I know people that kvetch at the compiler for every complaint. They scream at every application crash, blush at every design oversight. If programming is an emotional experience of that nature, you're either going to have to change attitudes, or you'll need Valium.
My first learning on the TRS-80 and the OSI Challenger (an 8bit CPU with 16K of RAM - K, that's not a misprint) was just over 30 years ago. By the time I was 19 I started my own firm, landing contracts with large and small firms.
When I look back and the stuff I did at age 19, I wonder just how much of my work was bravery born of ignorance. I actually pulled off the work (there were a couple of bozo moves in there, but not many), but I know for a fact I didn't understand 1% of what I do now. For that matter, I didn't understand 2% of what I had learned only a few short years later.
I will say this, too - looking at the source code is not exactly going to inspire anyone. To this day we all despise having to dive into some new existing codebase, because it's a dense, tedius and painful learning experience to map out in our mind what it means.
If we've developed something that looks like that to everyone else, no matter how well structured and documented, it still makes more sense because it's fresh in the mind. The experience is like knowing the back roads of your hometown so well that you can think of 4 or 5 different ways to get somewhere, and can dodge around roadblock obstacles with alternatives at a snap. This, as opposed to navigating with a roadmap or following someone's narrative description of how to get somewhere in a city you've never visited before.

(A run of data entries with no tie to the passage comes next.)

PR #12143, opened 2024-03-08
Fixed ConfigNode startup error in SimpleConsensus

OneSizeFitsQuorum:
SimpleConsensus triggers the start and notifyLeaderReady functions of SimpleConsensusImpl before the consensusGroup in the map has been written. In the initialization logic of some asynchronous calls, if it is executed fast enough, SimpleConsensus may still have a map size of 0, causing an error to fail startup.

The fix is as simple as calling start after a successful put

### DIFF
--- a/iotdb-core/consensus/src/main/java/org/apache/iotdb/consensus/simple/SimpleConsensus.java
+++ b/iotdb-core/consensus/src/main/java/org/apache/iotdb/consensus/simple/SimpleConsensus.java
@@ -168,11 +168,13 @@ class SimpleConsensus implements IConsensus {
                     return null;
                   }
 
-                  SimpleConsensusServerImpl impl =
-                      new SimpleConsensusServerImpl(peers.get(0), registry.apply(groupId));
-                  impl.start();
-                  return impl;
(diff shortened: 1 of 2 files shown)


SteveYurongSu (approved):

iotdb-core/consensus/src/main/java/org/apache/iotdb/consensus/simple/SimpleConsensus.java
```diff
@@ -168,11 +168,13 @@ public void createLocalPeer(ConsensusGroupId groupId, List<Peer> peers)
...
 
-                  SimpleConsensusServerImpl impl =
-                      new SimpleConsensusServerImpl(peers.get(0), registry.apply(groupId));
-                  impl.start();
-                  return impl;
+                  return new SimpleConsensusServerImpl(peers.get(0), registry.apply(groupId));
                 }))
+        .map(
+            impl -> {
+              impl.start();
```
liyuheng55555, line 175: Does IoTConsensus have similar problem ?
image

PR #12145, opened 2024-03-08
Support schema region snapshot parser.

shuolinl:
In this pr:
1. Support translating snapshot file to statements, so you can use schema region snapshot parser to construct a same Schema tree in another cluster.
2. Add some UTs.
3. refine memory use when translating schema region snapshot. The node num depends on the longest path and Its children num. If one path is root.t1.t2.t3, and It has 100 measurements, so the node num will be 4 + 100.

152201eb8e7e6b2425a492d1c8c8c26

### DIFF
--- a/iotdb-core/datanode/src/main/java/org/apache/iotdb/db/tools/schema/SchemaRegionSnapshotParser.java
+++ b/iotdb-core/datanode/src/main/java/org/apache/iotdb/db/tools/schema/SchemaRegionSnapshotParser.java
@@ -1,0 +1,175 @@
+/*
+ * Licensed to the Apache Software Foundation (ASF) under one
+ * or more contributor license agreements.  See the NOTICE file
+ * distributed with this work for additional information
+ * regarding copyright ownership.  The ASF licenses this file
+ * to you under the Apache License, Version 2.0 (the
+ * "License"); you may not use this file except in compliance
+ * with the License.  You may obtain a copy of the License at
+ *
+ *     http://www.apache.org/licenses/LICENSE-2.0
+ *
+ * Unless required by applicable law or agreed to in writing,
+ * software distributed under the License is distributed on an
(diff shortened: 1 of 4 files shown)


iotdb-core/datanode/src/main/java/org/apache/iotdb/db/tools/schema/SchemaRegionSnapshotParser.java
```diff
@@ -0,0 +1,501 @@
...
+
+import static org.apache.iotdb.commons.schema.SchemaConstant.ENTITY_MNODE_TYPE;
+import static org.apache.iotdb.commons.schema.SchemaConstant.INTERNAL_MNODE_TYPE;
+import static org.apache.iotdb.commons.schema.SchemaConstant.LOGICAL_VIEW_MNODE_TYPE;
+import static org.apache.iotdb.commons.schema.SchemaConstant.MEASUREMENT_MNODE_TYPE;
+import static org.apache.iotdb.commons.schema.SchemaConstant.STORAGE_GROUP_ENTITY_MNODE_TYPE;
+import static org.apache.iotdb.commons.schema.SchemaConstant.STORAGE_GROUP_MNODE_TYPE;
+import static org.apache.iotdb.commons.schema.SchemaConstant.isStorageGroupType;
+
+public class SchemaRegionSnapshotParser {
```
Cpaulyz, line 72:
```suggestion
/**
 * Only one thread can be parsing snapshots at a time.
 */
@NotThreadSafe
public class SchemaRegionSnapshotParser {
```

Cpaulyz (changes requested):
PTAL

Cpaulyz (approved):
LGTM

shuolinl:
@SteveYurongSu Please take a look at this pr.

SteveYurongSu (approved):

PR #12146, opened 2024-03-09
UDF: add an udf function for envelope demodulation analysis

caozj1011:
## Description

This PR adds a UDF function for envelope demodulation analysis. The function of envelope demodulation analysis is designed to realize the demodulation and envelope extraction of the signal by inputting one-dimensional floating-point numbers and the modulation frequency specified by the user. The goal of demodulation is to extract parts of interest from complex signals and make them easier to understand. For example, demodulation can find the envelope of the signal, that is, the trend of amplitude change. The realization principle is to convert the time domain signal into the frequency domain signal, and the algorithms involved include Hilbert transform (Hilbert), fast Fourier transform (FFT), fast Fourier inverse transform (IFFT) and so on.

### DIFF
--- a/library-udf/src/main/java/org/apache/iotdb/library/frequency/UDFEnvelopeAnalysis.java
+++ b/library-udf/src/main/java/org/apache/iotdb/library/frequency/UDFEnvelopeAnalysis.java
@@ -40,7 +40,7 @@ import java.util.List;
 public class UDFEnvelopeAnalysis implements UDTF {
   private int frequency;
 
-  private final List<Double> list = new ArrayList<>();
+  private final List<Double> signals = new ArrayList<>();
 
   public static final String frequencyConstant = "frequency";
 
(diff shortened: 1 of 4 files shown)


caozj1011 (commented):
self review done.

caozj1011 (commented):
self review done! really!

library-udf/src/main/java/org/apache/iotdb/library/frequency/UDFEnvelopeAnalysis.java
```diff
@@ -0,0 +1,189 @@
...
+            x -> validator.getParameters().getAttributes().size() == 1,
+            "The 'envelope' function takes only 'frequency' as an argument.",
+            validator.getParameters());
+  }
+
+  @Override
+  public void beforeStart(UDFParameters parameters, UDTFConfigurations configurations)
+      throws Exception {
+    configurations.setAccessStrategy(new RowByRowAccessStrategy()).setOutputDataType(Type.DOUBLE);
+    this.frequency = Integer.parseInt(parameters.getStringOrDefault(frequencyConstant, "0"));
```
SteveYurongSu, line 63: Using getIntOrDefault instead

library-udf/src/main/java/org/apache/iotdb/library/frequency/UDFEnvelopeAnalysis.java
```diff
@@ -0,0 +1,189 @@
...
+
+import java.io.IOException;
+import java.util.ArrayList;
+import java.util.Arrays;
+import java.util.List;
+
+public class UDFEnvelopeAnalysis implements UDTF {
+  private int frequency;
+
+  private final List<Double> signals = new ArrayList<>();
```
SteveYurongSu, line 43: org.eclipse.collections.impl.list.mutable.primitive.DoubleArrayList can be a better choice for performance.

caozj1011 (commented):
self review

library-udf/src/main/java/org/apache/iotdb/library/frequency/UDFEnvelopeAnalysis.java
```diff
@@ -0,0 +1,248 @@
...
+        .validateInputSeriesNumber(1)
+        .validateInputSeriesDataType(0, Type.DOUBLE, Type.FLOAT, Type.INT32, Type.INT64)
+        .validate(
+            x -> (double) x >= 0,
+            "The param 'frequency' must greater than 0.",
+            validator.getParameters().getDoubleOrDefault(FREQUENCY, 0))
+        .validate(
+            x -> (int) x >= 1,
+            "The param 'amplification' must greater than 1.",
+            validator.getParameters().getIntOrDefault(AMPLIFICATION, 1));
```
SteveYurongSu, line 67:
```suggestion
        .validate(
            x -> (double) x > 0,
            "The param 'frequency' must be > 0.",
            validator.getParameters().getDoubleOrDefault(FREQUENCY, 0))
        .validate(
            x -> (int) x >= 1,
            "The param 'amplification' must be >= 1.",
            validator.getParameters().getIntOrDefault(AMPLIFICATION, 1));
```

SteveYurongSu (approved):
LGTM

PR #12155, opened 2024-03-12
Print native request api in datanode_slow_sql.log

Beyyes:
## Description

print example:

### DIFF
--- a/iotdb-core/datanode/src/main/java/org/apache/iotdb/db/protocol/thrift/impl/ClientRPCServiceImpl.java
+++ b/iotdb-core/datanode/src/main/java/org/apache/iotdb/db/protocol/thrift/impl/ClientRPCServiceImpl.java
@@ -354,7 +354,7 @@ public class ClientRPCServiceImpl implements IClientRPCServiceWithHandler {
         // record total time cost for one query
         long executionTime = COORDINATOR.getTotalExecutionTime(queryId);
         addQueryLatency(statementType, executionTime > 0 ? executionTime : currentOperationCost);
-        COORDINATOR.cleanupQueryExecution(queryId, t);
+        COORDINATOR.cleanupQueryExecution(queryId, req, t);
       }
       SESSION_MANAGER.updateIdleTime();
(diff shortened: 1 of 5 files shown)


iotdb-core/datanode/src/main/java/org/apache/iotdb/db/queryengine/plan/Coordinator.java
```diff
@@ -235,19 +242,81 @@ public void cleanupQueryExecution(Long queryId, Throwable t) {
...
+      TSFetchResultsReq req = (TSFetchResultsReq) request;
+      StringBuilder sb = new StringBuilder();
+      for (int i = 0;
+          i < Math.min(queryExecution.getOutputValueColumnCount(), MAX_SLOW_NATIVE_API_OUTPUT_NUM);
+          i++) {
+        sb.append(i == 0 ? "" : ",")
+            .append(queryExecution.getDatasetHeader().getRespColumns().get(i));
+      }
+      slowContent =
+          String.format(
```
JackieTien97, line 310: total size.

iotdb-core/datanode/src/main/java/org/apache/iotdb/db/protocol/thrift/impl/ClientRPCServiceImpl.java
```diff
@@ -1103,7 +1103,7 @@ public TSFetchResultsResp fetchResultsV2(TSFetchResultsReq req) {
         long executionTime = COORDINATOR.getTotalExecutionTime(req.queryId);
         addQueryLatency(
             StatementType.QUERY, executionTime > 0 ? executionTime : currentOperationCost);
-        COORDINATOR.cleanupQueryExecution(req.queryId, t);
+        COORDINATOR.cleanupQueryExecution(req.queryId, req, t);
```
JackieTien97, line 1106: also consider the catch exception block

JackieTien97 (changes requested):

PR #12160, opened 2024-03-12
[IOTDB-6310] Optimize for query resource init

JackieTien97:
we use timefilter to filter useless timepartition instead of getting all of them and then filter tsfile in them one by one.

We insert `0~9999` points whose timestamp is also `0~9999` and execute `flush` after each point insert and then insert one point with timestamp now(). As so, we will get two partitions, one contains 10,000 tsfiles, another one contains only one tsfile.

execute the following sql: (only the last tsfile satisfies)
```
select s1 from root.db.d1 where time > now() - 1h;
```

before opt, the time for query init tsfile list are:(about 2.5ms)

```
3057000
2356292
3258834
2415417
2876041
2395750
2564833
```

after opt, the time for query init tsfile list are:(about 0.047 ms)
```
47500
39792
33875
31958
37584
56666
45709
```


liuminghui233 (approved):
LGTM :-)

PR #12176, opened 2024-03-15
Fix wal delete sort method

HeimingZ:
Because the disk usage of wal nodes may change when comparing their delete priority, which violates comparison method's  general contract. So, I cache the disk usage in a map and use the values in the map to sort wal nodes.


HTHou (approved):

OneSizeFitsQuorum (approved):
LGTM

PR #12195, opened 2024-03-18
feat: Refactored the visibility of some methods to make it possible to add BasicAuthorizer implementations in other packages.

chrisdutz:
The visibility of some methods prevented being able to implement custom authenticators outside of the org.apache.iotdb.commons.auth.authorizer package.

This should now be fixed.


wangchao316 (approved):
GOOD, this is easy to extends BasicAuthorizer and implements methods.

PR #12196, opened 2024-03-19
Fix NPE in SessionConnection while first node in nodeurls is unavailable

JackieTien97:
more details can be seen in https://jira.infra.timecho.com:8443/browse/TIMECHODB-611.

If a `SessionConnection`'s first node in its nodeurls is unavailable and it will try to reconnect to other nodes in nodeurls, and it will succeed to connect to other nodes, however currently its `endPointToSessionConnection` and `deviceIdToEndpoint` are not inited, so the logic in reconnect may cause NPE.


Beyyes (approved):
LGTM

PR #12511, opened 2024-05-11
[IOTDB-6327] Random choosing available nodes to send sql requests

JackieTien97:
more details can be seen in https://apache-iotdb.feishu.cn/docx/FVh3djW9boALTaxVRwqcUGVznLd


iotdb-client/session/src/main/java/org/apache/iotdb/session/Session.java
```diff
@@ -905,6 +906,25 @@ private SessionDataSet executeStatementMayRedirect(String sql, long timeoutInMs)
...
   }
 
+  private SessionConnection getQuerySessionConnection() {
+    Optional<TEndPoint> endPoint =
+        availableNodes == null ? Optional.empty() : availableNodes.getQueryEndPoint();
+    if (!endPoint.isPresent()) {
+      return defaultSessionConnection;
+    }
+    SessionConnection connection =
+        endPointToSessionConnection.computeIfAbsent(
```
VGalaxies, line 916: If both `enableRedirection` and `enableQueryRedirection` are set to false, this will cause an NPE since `endPointToSessionConnection` has not been initialized.

JackieTien97: fixed

CritasWang (approved):
LGTM

PR #12520, opened 2024-05-13
Feature/jakarta migration

chrisdutz:
In this branch I am trying to migrate IoTDB to using the Jakarta namespace instead of the old JavaX.

It's probably going to take a while.


chrisdutz:
So it seems I'm done with transitioning everything to Jakarta. As mentioned above, I had to give up on Java 8 support setting the new base-line at Java 11, which also allowed updating some dependencies for which unfixed CVEs were being reported. I think now the build is completely CVE-free. I however haven't updated all places where I could now update (Thrift etc.).

I haven't migrated the Extras repo however as I thought it wouldn't make sense to do this, if we haven't decided to actually do the migration.

chrisdutz:
Not merging.

PR #12523, opened 2024-05-14
Adjust the hard connection error log information to debug level

CloudWise-Lukemiao:
Adjust the hard connection error log information to debug level


CritasWang (approved):
LGTM

PR #12525, opened 2024-05-14
Load: Update TsFile Resource when enable_auto_create_schema and verify schema are FALSE in Analysis Stage

MiniSho:
## Description
As title.


MiniSho (commented):
LGTM：）

PR #12526, opened 2024-05-14
add transformStatus method in TsFileResource for compaction

shuwenwei:
## Description
add transformStatus method in TsFileResource for compaction


OneSizeFitsQuorum (approved):
LGTM

PR #12549, opened 2024-05-18
Load Tsfile Tool: load does not delete the source tsfile by default

caozj1011:
as title.

## Before this PR
load deletes the source tsfile by default

## After this PR
load does not delete the source tsfile by default


SteveYurongSu (approved):
Thanks!

PR #12550, opened 2024-05-19
Fix incorrect query result in GROUP BY LEVEL query with logical view

liuminghui233:


iotdb-core/datanode/src/main/java/org/apache/iotdb/db/queryengine/plan/planner/distribution/SourceRewriter.java
```diff
@@ -1556,12 +1556,14 @@ private void calculateGroupByLevelNodeAttributes(
...
+          String groupedInputExpressionsString =
+              originalDescriptor.getInputString(groupedInputExpressions);
           List<Expression> inputExpressions =
-              childrenExpressionMap.get(groupedInputExpressionString);
+              childrenExpressionMap.get(groupedInputExpressionsString);
           if (inputExpressions != null && !inputExpressions.isEmpty()) {
-            descriptorExpressions.addAll(inputExpressions);
+            descriptorExpressions.addAll(groupedInputExpressions);
           }
         }
```
JackieTien97, line 1568: use a field to indicate that there exists view, otherwise we keep same as previous.

JackieTien97 (changes requested):

PR #12552, opened 2024-05-20
Modify strategy of wait task time limitation & Fix proc id

liyuheng55555:
Strategy: max disconnection time = 60s + task running time / 60, but will not more than 10 minutes.


OneSizeFitsQuorum (approved):
LGTM

PR #12573, opened 2024-05-22
Introducing a memory control mechanism during the query planning stage

lancelly:
This PR mainly introduces a memory control mechanism during the query planning stage. Currently, the IoTDB query engine does not implement memory control at the FE (Frontend) stage. In scenarios with massive series queries (e.g., select * from root.**), the query plans generated at the FE stage can become excessively large. Roughly estimating, the size of a single SeriesScanNode is about 1/2 KB, which means that two million series corresponding to two million SeriesScanNodes would occupy 1 GB, posing a potential risk of Out-Of-Memory (OOM). In high concurrency scenarios, even if a single query plan is not large, the total memory occupied by multiple query plans can still lead to OOM.
Therefore, it is now desired to introduce memory size control for FE query plans within the query engine.
Related docs：https://apache-iotdb.feishu.cn/docx/F7nidsysKofhO4xTi35cuDhynCh

### DIFF
--- a/iotdb-core/datanode/src/main/java/org/apache/iotdb/db/queryengine/common/MPPQueryContext.java
+++ b/iotdb-core/datanode/src/main/java/org/apache/iotdb/db/queryengine/common/MPPQueryContext.java
@@ -127,6 +127,7 @@ public class MPPQueryContext {
 
   public void prepareForRetry() {
     this.initResultNodeContext();
+    this.releaseMemoryForFrontEnd();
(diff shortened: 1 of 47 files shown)


JackieTien97 (changes requested):
Think about the query retry logic and the last remaining memory(less than 1MB), you can reserve that before dispatch.

JackieTien97 (approved):

PR #12589, opened 2024-05-24
Feature/updated cmake

chrisdutz:
Updated CMake to a version that works on all potentially supported system types.


iotdb-client/client-cpp/src/test/CMakeLists.txt
```diff
@@ -38,7 +38,7 @@ IF (DEFINED BOOST_INCLUDEDIR)
 ENDIF()
 
 # Link directories are different for Windows and Linux/Mac
-IF(MSVC)
```
HTHou, line 41: Should we revert the change of this file? I see you changed the generator back to the MSVC.

chrisdutz: Thanks for spotting this ... I would really love to be able to use MinGW for compilation ... updated the variable name ... hopefully that helps.

PR #12594, opened 2024-05-27
Fix the bug that iot consensus doesn't adapt InsertRowsNode

HTHou:
## Description

as title.

img_v3_02b9_df50fec6-a539-481e-9a92-60dd67b6f29g


OneSizeFitsQuorum (approved):
LGTM

PR #12597, opened 2024-05-27
Generate compaction target file with tier level

shuwenwei:
## Description
Generate compaction target file with tier level


OneSizeFitsQuorum (approved):
LGTM

iotdb-core/datanode/src/main/java/org/apache/iotdb/db/storageengine/dataregion/tsfile/generator/TsFileNameGenerator.java
```diff
@@ -265,6 +270,7 @@ public static TsFileResource getInnerCompactionTargetFileResource(
     long maxVersion = Long.MIN_VALUE;
     long maxInnerMergeCount = Long.MIN_VALUE;
     long maxCrossMergeCount = Long.MIN_VALUE;
+    int maxTierLevel = Integer.MIN_VALUE;
```
HeimingZ, line 273: Maybe use 0 is better.

shuwenwei: resolved

Issue #12591, opened 2024-05-25
[Feature request] Allow Pandas >= 2


rmpinchback:
### Search before asking

- [X] I searched in the [issues](https://github.com/apache/iotdb/issues) and found nothing similar.

### Motivation

I ran into a situation where I was trying to install several libraries via pip that had pandas dependencies, and one of them required >= 2 on the pandas version.  While the requirements.txt in source control for the iotdb Python client doesn't indicate a restriction for not using pandas 2+, the metadata in the setup.py file restricts to less than v2.

### Solution

If there isn't a functional reason for the limitation then I'd suggest removing the "<1.99.99" restriction.  Also the minimum required version should probably be updated to agree with what is in the requirements.txt file, which it currently doesn't.

### Alternatives

No real alternative comes to mind.  Pandas v2 has been out for quite awhile now.

### Are you willing to submit a PR?

- [ ] I'm willing to submit a PR!

HTHou:
Hi, I don't think we have such "<1.99.99" restriction for pandas. 
https://github.com/apache/iotdb/blob/baf37c3711d907ed15cc7a99f8d9b16e7c7eceea/iotdb-client/client-py/requirements.txt#L20

Moreover, the python CI is using the latest pandas v2.2.2, and it works well.
https://github.com/apache/iotdb/actions/runs/9262251482/job/25478871454

HTHou:
Oh..okay, I know where the problem is...
https://github.com/apache/iotdb/blob/baf37c3711d907ed15cc7a99f8d9b16e7c7eceea/iotdb-client/client-py/resources/setup.py#L44

rmpinchback:
Awesome, ty!  I should have mentioned setup.py, apologies for that.  I had to hunt around a bit for it myself.   I was seeing the effect of the constraint from Jenkins build logs, but it took a little poking around before I could see the root problem.

HTHou:
Any problem of this PR? https://github.com/apache/iotdb/pull/12601 You can give an approval if there is no problem and then I'll merge it.

rmpinchback:
Commented on the PR, thumbs up.  I think you can close this now.

PR #12601, opened 2024-05-28
[PY-client] Unify setup.py and requirement.txt

HTHou:
## Description

https://github.com/apache/iotdb/issues/12591

### DIFF
--- a/iotdb-client/client-py/requirements.txt
+++ b/iotdb-client/client-py/requirements.txt
@@ -21,5 +21,5 @@ pandas>=1.3.5
 numpy>=1.21.4
 thrift>=0.14.1
 # SQLAlchemy Dialect
-sqlalchemy == 1.3.20
-sqlalchemy-utils == 0.36.8
+sqlalchemy<1.5,>=1.4
+sqlalchemy-utils>=0.37.8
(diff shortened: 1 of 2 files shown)


ycycse:
I find the version requirement in requirement.txt is 
`# Pandas Export
pandas>=1.3.5`
Should we unify these?

ycycse:
> I find the version requirement in requirement.txt is `# Pandas Export pandas>=1.3.5` Should we unify these?

By the way, other requirements in requirement.txt are `# Pandas Export
pandas>=1.3.5
numpy>=1.21.4
thrift>=0.14.1
# SQLAlchemy Dialect
sqlalchemy == 1.3.20
sqlalchemy-utils == 0.36.8` which are not the same as the requirement in setup.py.

Generally speaking, the version in `setup.py` determines the specific version of dependencies that users will download when installing our package. The requirements.txt is typically the version that developers pay attention to. Although inconsistency will not affect usage, in order to unify the development and application environment, I think it is better to unify the two (or let requirements.txt include what setup specifies).

HTHou:
> I find the version requirement in requirement.txt is `# Pandas Export pandas>=1.3.5` Should we unify these?

Yes, it makes sense. Fixed.

ycycse (approved):
LGTM~

rmpinchback:
I don't have any opinions on the sqlalchemy version range because I haven't had reason know the v2 changes or how that could relate to the iotdb python client, but as for the pandas and numpy changes, that all looks good to me.  Thanks!

PR #12611, opened 2024-05-29
Abort old task when compaction config is modified

shuwenwei:
## Description
Abort old task when compaction config is modified


iotdb-core/datanode/src/main/java/org/apache/iotdb/db/storageengine/dataregion/compaction/schedule/CompactionScheduler.java
```diff
@@ -140,6 +140,8 @@ public static int tryToSubmitInnerSpaceCompactionTask(
     String storageGroupName = tsFileManager.getStorageGroupName();
     String dataRegionId = tsFileManager.getDataRegionId();
 
+    long compactionConfigWhenSelectTask =
```
HTHou, line 143: compactionConfigVersionWhenSelectTask

HTHou (approved):

PR #12624, opened 2024-05-30
Filter those time series metadata whose endTime is less than startTime

JackieTien97:
if there exists time series metadata whose endTime is less than startTime, it will cause query thread run into dead while-loop


Beyyes (approved):
LGTM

The complex applications, or the operating systems or frameworks or libraries, etc... it's all like that. A mesh of detail that's no more mysterious than the left/right/north/east.... of navigating a major city.
Having good documentation makes a huge difference, of course. Documented code is miles easier to navigate than non-documented code, but the same is true for operating systems. Ask anyone who's miffed over the occasional behavior of Windows that just doesn't quite fit the documentation's claim of how it should work (or, at least, the caveats and qualifications for making it work were, uh, somewhere else in someone else's book).
Not one of us hasn't spent a wasted late night debug/development session on some single, obscure, seemingly simple concept that we would SWEAR the OS is just not cooperating with, only to discover a misplaced byte, some unspecified parameter we didn't read in the documentation (explicated by some other friendly poster on CodeGuru, for example).
In some ways there is a resemblance to mountain climbing, or rock climbing.
It will be some few years before you feel genuinely masterful.
As an example, now that I've got 25+ years of professional work behind me, I wouldn't want to work with an engineer that has less that 5 years behind them. I'd probably prefer someone with 10 years experience. It's not a practice that comes to anyone quickly and easily - not with the kind of detail and moving target that comprises the study.